# Newest Addition, 6/21



## dracofish (Jul 13, 2003)

The little guy has settled in nicely but is still getting used to the strong lights I put over the tank to take pictures. It's eating well on freeze dried krill and will be switched over to frozen foods soon. Right now the only other tank inhabitants are a small Black Ghost and L114. You can see the mesh cover we used to keep the little guy in...


----------



## con man (Mar 7, 2004)

wat species of arrowana? im loving the black and yellow stripes qquite excellent!


----------



## crazyklown89 (Aug 28, 2003)

It's a black arowana.

Beautiful, Draco!









Your specimens are always in great shape!


----------



## dracofish (Jul 13, 2003)

con man said:


> wat species of arrowana? im loving the black and yellow stripes qquite excellent!

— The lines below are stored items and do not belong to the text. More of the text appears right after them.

PR #460, opened 2021-03-06
fix(kinesis): add useful info for kinesis.putRecords trace

ymwjbxxq:
I changed the kinesis.putRecords section.

The request will report total_record_count and will add the payload when config.metadataOnly = false

In the response instead:
I removed shard_id and sequence_number because was picking up only the first and it is wrong in the PutRecords but I added:
total_record_count
kinesis_error_messages only if failed_record_count > 0

### DIFF
--- a/src/events/aws_sdk.js
+++ b/src/events/aws_sdk.js
@@ -179,7 +179,7 @@ const SNSEventCreator = {
 const SQSEventCreator = {
     /**
      * Updates an event with the appropriate fields from a SQS request
-     * @param {object} request The WS.Request object
+     * @param {object} request The AWS.Request object
      * @param {proto.event_pb.Event} event The event to update the data on
      */
     requestHandler(request, event) {
--- a/src/events/aws_sdk.js
+++ b/src/events/aws_sdk.js
@@ -117,6 +117,7 @@ const kinesisEventCreator = {
      */
     responseHandler(response, event) {
         let errorMessages = '';
+        let errorMessagesCount = 0;
         switch (response.request.operation) {
         case 'putRecord':
             eventInterface.addToMetadata(event, {
@@ -125,13 +126,14 @@ const kinesisEventCreator = {
             });
             break;
         case 'putRecords':
-            if (response.data?.FailedRecordCount > 0) {
+            if (response.data.FailedRecordCount && response.data.FailedRecordCount > 0) {
                 errorMessages = JSON.stringify(response.data.Records
                     .map(item => item.ErrorMessage));
+                errorMessagesCount = response.data.FailedRecordCount;
             }
             eventInterface.addToMetadata(event, {
                 total_record_count: `${response.data.Records.length}`,
-                failed_record_count: `${response.data?.FailedRecordCount || 0}`,
+                failed_record_count: `${errorMessagesCount}`,
                 kinesis_error_messages: errorMessages,
             });
             break;
--- a/src/events/aws_sdk.js
+++ b/src/events/aws_sdk.js
@@ -125,13 +125,13 @@ const kinesisEventCreator = {
             });
             break;
         case 'putRecords':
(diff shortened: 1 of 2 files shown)


src/events/aws_sdk.js
```diff
@@ -112,18 +116,23 @@ const kinesisEventCreator = {
...
-        case AWS_TYPES.kinesis.putRecord:
+        case 'putRecord':
             eventInterface.addToMetadata(event, {
                 shard_id: `${response.data.ShardId}`,
                 sequence_number: `${response.data.SequenceNumber}`,
             });
             break;
-        case AWS_TYPES.kinesis.putRecords:
+        case 'putRecords':
+            if (response.data.FailedRecordCount > 0) {
```
ranrib: Hi @ymwjbxxq did you test this part manually on your end? How does the `errorMessages` object look like for example?

src/events/aws_sdk.js
```diff
@@ -170,7 +179,7 @@ const SNSEventCreator = {
 const SQSEventCreator = {
     /**
      * Updates an event with the appropriate fields from a SQS request
-     * @param {object} request The AWS.Request object
+     * @param {object} request The WS.Request object
```
ranrib: Seems like you removed `A` by accident

ranrib:
Great PR @ymwjbxxq !

src/events/aws_sdk.js
ymwjbxxq: the output is 

```
export interface PutRecordsOutput {
    /**
     * The number of unsuccessfully processed records in a PutRecords request.
     */
    FailedRecordCount?: PositiveIntegerObject;
    /**
     * An array of successfully and unsuccessfully processed record results, correlated with the request by natural ordering. A record that is successfully added to a stream includes SequenceNumber and ShardId in the result. A record that fails to be added to a stream includes ErrorCode and ErrorMessage in the result.
     */
    Records: PutRecordsResultEntryList;
    /**
     * The encryption type used on the records. This parameter can be one of the following values:    NONE: Do not encrypt the records.    KMS: Use server-side encryption on the records using a customer-managed AWS KMS key.  
     */
    EncryptionType?: EncryptionType;
  }
```

and Records is made of

```
 export type ErrorMessage = string;
 export type PutRecordsRequestEntryList = PutRecordsRequestEntry[];
  export interface PutRecordsResultEntry {
    /**
     * The sequence number for an individual record result.
     */
    SequenceNumber?: SequenceNumber;
    /**
     * The shard ID for an individual record result.
     */
    ShardId?: ShardId;
    /**
     * The error code for an individual record result. ErrorCodes can be either ProvisionedThroughputExceededException or InternalFailure.
     */
    ErrorCode?: ErrorCode;
    /**
     * The error message for an individual record result. An ErrorCode value of ProvisionedThroughputExceededException has an error message that includes the account ID, stream name, and shard ID. An ErrorCode value of InternalFailure has the error message "Internal Service Failure".
     */
    ErrorMessage?: ErrorMessage;
  }
```

ymwjbxxq: @ranrib not sure how to make it fails but I can see in the trace
aws.kinesis.total_record_count

the failure should look like this:

```
{
    "FailedRecordCount": 2,
    "Records": [
        {
            "SequenceNumber": "49543463076548007577105092703039560359975228518395012686", 
            "ShardId": "shardId-000000000000"
        }, 
        {
            "ErrorCode": "ProvisionedThroughputExceededException",
            "ErrorMessage": "Rate exceeded for shard shardId-000000000001 in stream exampleStreamName under account 111111111111."
        },
        {
            "ErrorCode": "InternalFailure",
            "ErrorMessage": "Internal service failure."
        }
    ]
}
```

so the code should be fine.

ranrib (approved):

haimrait (approved):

It is a juvenile Black Arowana, Osteoglossum ferreirai. Unfortunately the colors will not stay like that. The "penguin coat" will eventually morph itself into a blue-based background with blue/indigo fins edged in orange. As you can see, the indigo is already becoming apparent.

You may have seen pics of my adult-colored Black:


----------



## lemmywinks (Jan 25, 2004)

very nice


----------



## losts0ul916 (Nov 19, 2003)

NICE!


----------



## Death in #'s (Apr 29, 2003)

another piece for your sweet collection


----------



## Lonald (Jan 10, 2004)

looks awsome


----------